The records below are to be reproduced word for word.

*** EXERCISE MATERIAL Section Begins ***

PR #89, opened 2016-10-28
Ran clang-format over all .c and .h files

rafalcieslak:
Somebody has to do that eventually.

If you don't like this PR being so large and unverifiable by hand, please go ahead and run `clang-format` directly in master. If we demand all new changes to be formatted correctly, it will be much more convenient if existing code also is. Especially as I've configured my editor to run `clang-format` automatically each time I save a file - currently this introduces a lot of unrelated changes to my commits.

*** EXERCISE MATERIAL Section Ends ***

▶ [THE ANSWER]
PR #89, opened 2016-10-28
Ran clang-format over all .c and .h files

rafalcieslak:
Somebody has to do that eventually.

If you don't like this PR being so large and unverifiable by hand, please go ahead and run `clang-format` directly in master. If we demand all new changes to be formatted correctly, it will be much more convenient if existing code also is. Especially as I've configured my editor to run `clang-format` automatically each time I save a file - currently this introduces a lot of unrelated changes to my commits.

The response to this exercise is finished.